She was as pure a voice, and as lovely an entertainer as we have seen; at least in her early days. The unmistakable influence of her gospel mother and her soulful aunt combined into a jazz/rock vocalist that took all of the world by storm. We who were believers embraced her because of her wholesome appearance and the fact that she started her singing in the church choir. Doris and I still listen to “I Love the Lord,” from the Preacher’s Wife soundtrack. And this weekend she died.
There will be a hundred epitaphs and a thousand blogs, ten thousand, written about Whitney Houston. Some will confer sainthood on her immediately and deify her music and talent. Others will use this opportunity to vilify her life and life style in the hopes of evangelizing some wayward youth and rescuing them from a like demise. I guess both approaches are fair game when a life has been so public for so long.
But my thoughts this morning are not so much about Whitney Houston or Bobby Brown, or even that girl that had blue hair last night. My thoughts are about me. (Now there’s a surprise!) And about what I am offering a hungry world that is desperately seeking a hero. Granted my world is much, much smaller than Ms. Houston’s. And my impact will certainly not gain the same press, good or bad. But I do have a sphere of influence, a small community of travelers in the same lane, moving in the same direction as me for a while. And I have a window of opportunity to be a model of some sort to them.
Paul says, “Follow me as I follow Christ.” To the Thessalonians in I Thessalonians 1:6 he said, “You became imitators of us and of the Lord.” Now there’s a sobering thought that there is a part of my world that is watching to see how I do it, making their decisions about how and if to live for Christ based on what they see in me. They watch how I start. They judge me in the middle. And they will be there to make observations at the end. Even if my “entourage” at the very end is no more than my wife and sons and grandsons it is a staggering responsibility to know that they will pass out my Grammy Award.
So, this morning I am not thinking about Whitney nearly as much as I am thinking about me…and them. What will I leave them? What am I telling them now? What lessons will they use of mine to shape their own destiny?
Here are three fast and simple ideas that I think I hope they get:
1. Life is short. It goes so fast that there is not a lot of room for waste. Now that is all the more reason to relax and enjoy it by the way. Time is too short to be fretting all the time about getting it perfect. But having said that, my father-in-laws adage is true, “Only one life will soon be past. Only what’s done for Christ will last.”

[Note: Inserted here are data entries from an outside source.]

Issue #1991, opened 2021-01-29
PLLE2_BASE techmap doesn't match yosys' cells


Xiretza:
yosys [`cells_xtra.v`](https://raw.githubusercontent.com/YosysHQ/yosys/master/techlibs/xilinx/cells_xtra.v) contains:

```verilog
    output CLKFBOUT;
    output CLKOUT0;
    output CLKOUT1;
    output CLKOUT2;
    output CLKOUT3;
    output CLKOUT4;
    output CLKOUT5;
    output LOCKED;
    input CLKFBIN;
    input CLKIN1;
    input PWRDWN;
    input RST;
```

while [`cells_map.v`](https://github.com/SymbiFlow/symbiflow-arch-defs/blob/master/xc/xc7/techmap/cells_map.v#L4295) contains:

```verilog
input         CLKFBIN,
input         CLKIN,

output        CLKFBOUT,
output        CLKOUT0,
output        CLKOUT1,
output        CLKOUT2,
output        CLKOUT3,
output        CLKOUT4,
output        CLKOUT5,

input         RST,
output        LOCKED
```

Compared to yosys, `CLKIN` should be `CLKIN1`, and the `PWRDWN` pin is missing - fixing these two makes techmap work. This is the only module I had problems with, I don't know if something similar applies to other modules.

litghost:
Per https://github.com/Xilinx/XilinxUnisimLibrary/blob/1c8e05fd1e9a79ceb8b996a0996674122eed086f/verilog/src/unisims/PLLE2_BASE.v#L37-L48 , I agree that the techmap in https://github.com/SymbiFlow/symbiflow-arch-defs/blob/master/xc/xc7/techmap/cells_map.v#L4295 is wrong.

litghost:
@mkurc-ant Can you fix this when you bring in the MMCM support?

mkurc-ant:
@litghost Sure, I'll take a look into it.

PR #2007, opened 2021-02-04
[WIP] Fixed support for PLLE2_BASE

mkurc-ant:
Attempt to solve https://github.com/SymbiFlow/symbiflow-arch-defs/issues/1991. Expecting CI to fail for now due to `BUFHCE` handling in fasm2bels.


mkurc-ant:
Vendor tool tests (Vivado) fails on the PLL test with:
```
ERROR: [DRC PLCR-1] Placement Constraints Check for Clock Region(s): Design Check found an error in Clock Region X0Y0. This clock region has 14 clocks locked whereas only 12 clocks can be routed per clock region. The cells were either constrained through Area Groups or locked via user constraints. This situation can be resolved by unlocking some cells from the user constraints so that there are only 12 clocks in this region.
```
This is due to missing correct `BUFHCE` route-through handling in fasm2bels.

I'll try to limit the number of output clocks from the PLL in the test design. This should mitigate the problem.

mkurc-ant:
:/ Looks like there are some conflicting bits in the `prjxray-db` related to routing around `PLL`:
```
prjxray.fasm_assembler.FasmInconsistentBits: FASM line "CMT_TOP_R_UPPER_T_X8Y44.CMT_TOP_R_UPPER_T_PLLE2_CLKIN1.CMT_TOP_R_UPPER_T_CLKIN1" wanted to clear bit (4194461, 74, 0) but was set by FASM line "CMT_TOP_R_UPPER_T_X8Y44.PLL_CLK_FREQ_BB0_NS_ACTIVE"
```

acomodi:
@mkurc-ant This should have been fixed with https://github.com/SymbiFlow/prjxray/pull/1692, I guess that the prjxray-db conda package needs a bump.

mkurc-ant:
@acomodi Thanks, I've just done that. I was under impression that we used the most recent one on master.

mkurc-ant:
Hmm, after rebasing which removed the fixed version of prjxray-db package the bit conflict came back again.

acomodi:
Right, the fact is that now, `conda_lock.yml` is used to build the environment, and this is generated by the conda bot updater. The `environment.yml` file is used as a guide for the conda bot updater to know which packages to check. I believe that for the time being you can grab the correct package from here https://github.com/SymbiFlow/symbiflow-arch-defs/pull/2251/files# and update the conda-lock file manually.

mkurc-ant:
For some reason Vivado fails the `RTRES-2` DRC check in kokoro even though the check is explicitly disabled in the runme script. This happens for the `picosoc` test on `xc7a200t`.

dnltz:
Hey @mkurc-ant, any update on this PR? Do you need help?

2. Our battle is not for anything on this planet. Don’t get me wrong. I want fame and wealth and a new pick-up truck as well as the next guy. I sit around at night and look through the Bass Pro Shop catalogue and dream. I watch Charles Stanley on TV and wish that was me. (Being on TV, not looking old and wearing thick glasses like Charles Stanley.) I want to have more than I have and be more than I am. But I am always drawn back to the fact that that is not the battle. “Our battle is not against flesh and blood…..but against the spiritual forces of evil.” Ephesians 6:12 We are in a fight for our lives, literally, and the lives of those we care about and it won’t be won with glamour and glitz. We saw that this weekend.
3. All we have to do to win is finish. Can you believe that? We are in a race where the outcome has already been decided. Guess what? We win. Some of us will cross the finish line in a blaze of glory with cheering crowds and adoring fans. Some of us (read that ME) will probably crawl over in the dark of the night, just happy to have survived. It doesn’t matter. In my devotions this morning the Psalmist said, “I waited patiently for the Lord, He turned to me and heard me. He lifted me up out of the slimy pit…..He put a new song in my mouth.” Psalm 40
Listen I am no Whitney Houston or Bruno Mars or that guy that looks like Mickey Mouse. But I can SING! I know what is important. I know what I have to do to get there. And I know that the King of Kings and Lord of Lords both sings over me and sings through me every step of the way. Now that’s the lesson I want my peeps to get. Word. (I really just embarrassed myself. I don’t know what that means.)